Incypher
An encrypted keystore intended to store crypto keys, seed phrases, passwords, files and other sensitive data
Install with NodeJS
If you use NodeJS you can install the npm package for command line use:
npm install incypher --global
Install pre-built binaries
Don't know what NodeJS is? You can use the pre-built binaries instead!

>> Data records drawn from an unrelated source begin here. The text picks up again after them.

PR #3948, opened 2025-04-16
Refactor FP conversion code to provide a fallback option for non-SPIRV targets

ienkovich:
The goal is to provide functions for the generic implementation of fp-to-fp conversions to be used as a fallback option when native support is missing.

### DIFF
--- a/third_party/intel/lib/TritonIntelGPUToLLVM/ElementwiseOpToLLVM.cpp
+++ b/third_party/intel/lib/TritonIntelGPUToLLVM/ElementwiseOpToLLVM.cpp
@@ -899,6 +899,167 @@ typedef std::function<SmallVector<Value>(Location, ConversionPatternRewriter &,
     ConverterT;
 
 // Attempts to use vectorized conversions via inline PTX when possible.
+
+Value convertFp16ToFp32(Location loc, ConversionPatternRewriter &rewriter,
+                        const Value &v) {
+  return rewriter.create<LLVM::FPExtOp>(loc, f32_ty, v);
+}
+
+Value convertFp32ToFp16(Location loc, ConversionPatternRewriter &rewriter,
+                        const Value &v, const triton::RoundingMode rounding) {
+  MLIRContext *ctx = rewriter.getContext();
+  return rewriter.create<LLVM::ConstrainedFPTruncIntr>(
+      loc, f16_ty, v,
+      LLVM::RoundingModeAttr::get(
+          ctx, LLVM::intel::convertTritonRoundingModeToLLVM(rounding)),
+      arith::getLLVMDefaultFPExceptionBehavior(*ctx));
+}
+
+std::pair<ConverterT, size_t>
+getConversionFunc(Type srcTy, Type dstTy,
+                  std::optional<RoundingMode> roundingMode) {
+  auto F8E4M3B15TyID = TypeID::get<Float8E4M3FNUZType>();
+  auto F8E4M3TyID = TypeID::get<Float8E4M3FNType>();
+  auto F8E5M2TyID = TypeID::get<Float8E5M2Type>();
+  auto F16TyID = TypeID::get<Float16Type>();
+  auto BF16TyID = TypeID::get<BFloat16Type>();
+  auto F32TyID = TypeID::get<Float32Type>();
+  auto F64TyID = TypeID::get<Float64Type>();
+
+  if (srcTy.getTypeID() == dstTy.getTypeID()) {
+    constexpr auto identityFn = [](Location,
+                                   ConversionPatternRewriter &rewriter,
+                                   const SmallVector<Value> &v) { return v; };
+    return {identityFn,
+            (srcTy.getTypeID() == F8E4M3TyID || dstTy.getTypeID() == F8E4M3TyID)
+                ? 2
+                : 4};
+  }
+
+  auto undefRounding = static_cast<RoundingMode>(-1);
+  static DenseMap<std::tuple<TypeID, TypeID, RoundingMode>,
+                  std::pair<ConverterT, size_t>>
+      srcMap = {
+          // F8 -> F16
+          {{F8E4M3B15TyID, F16TyID, undefRounding}, {Fp8E4M3B15_to_Fp16, 4}},
+          {{F8E4M3TyID, F16TyID, undefRounding}, {Fp8E4M3Nv_to_Fp16, 2}},
+          {{F8E5M2TyID, F16TyID, undefRounding}, {Fp8E5M2_to_Fp16, 4}},
+          // F16 -> F8
+          {{F16TyID, F8E4M3B15TyID, RoundingMode::RTZ},
+           {Fp16_to_Fp8E4M3B15, 4}},
+          {{F16TyID, F8E4M3B15TyID, RoundingMode::RTNE},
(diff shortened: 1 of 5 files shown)


third_party/intel/lib/TritonIntelGPUToLLVM/PipelineManager.h
```diff
@@ -254,9 +254,15 @@ class TritonGPUToLLVMPipelineManager {
...
-    populateGpuToLLVMSPVConversionPatterns(typeConverter, patterns);
-    populateSPIRVToLLVMConversionPatterns(typeConverter, patterns,
-                                          spirv::ClientAPI::OpenCL);
+
+    if (gpu::intel::hasSpirvTargetArch(mod)) {
+      populateGpuToLLVMSPVConversionPatterns(typeConverter, patterns);
+      populateSPIRVToLLVMConversionPatterns(typeConverter, patterns,
+                                            spirv::ClientAPI::OpenCL);
+      if (!isAdvancedPathEnabled)
+        populateSPIRVFpConversionToLLVMPatterns(typeConverter, axisInfoAnalysis,
```
whitneywhtsang, line 263: IIUC, the input is `ElementwiseOp` and output is `LLVMSPV`?
Should it be called `populateElementwiseOpToLLVMSPVConversionPatterns`?

third_party/intel/lib/TritonIntelGPUToLLVM/ElementwiseOpToLLVM.cpp
```diff
@@ -899,188 +899,183 @@ typedef std::function<SmallVector<Value>(Location, ConversionPatternRewriter &,
...
-                           dstTy.getTypeID() == F8E4M3TyID)
-                              ? 2
-                              : 4};
+  if (srcElementType.isF32() && dstElementType.isBF16()) {
+    assert(roundingMode.has_value() &&
+           "rounding mode must be specified for fp32->bf16 conversion");
+    SmallVector<Value> outVals;
+    for (Value v : operands[0]) {
+      outVals.push_back(
+          convertFp32ToBf16(loc, rewriter, v, roundingMode.value()));
```
whitneywhtsang, line 1029: Why `genericFpToFpToLLVM` contains call to SPIRV function?

whitneywhtsang (commented):
Have you already considered keeping the generic pattern as is, and adding target specific patterns with higher benefit?

third_party/intel/lib/TritonIntelGPUToLLVM/PipelineManager.h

Download the executables from the latest release
Usage
Store seed phrase or keys
incypher store ravencoin
incypher store seed/ravencoin
View seed phrase or key in console
incypher view ravencoin
incypher view seed/ravencoin
Open seed phrase or key with file system default
incypher open ravencoin
incypher open seed/ravencoin
List stores
incypher list
Delete store(s)
incypher delete ravencoin
incypher delete seed/ravencoin
incypher delete seed
Import file
incypher import ./ravencoin.txt
incypher import ./ravencoin.txt seed/ravencoin
Export file
incypher export ravencoin
incypher export seed/ravencoin ./ravencoin.txt
Change password
incypher password
Secure erase
incypher erase ./ravencoin.txt
incypher nuke
Edit config
incypher config
Cloud sync
Incypher supports syncing your encrypted keystore to the cloud making it easy to use across multiple platforms!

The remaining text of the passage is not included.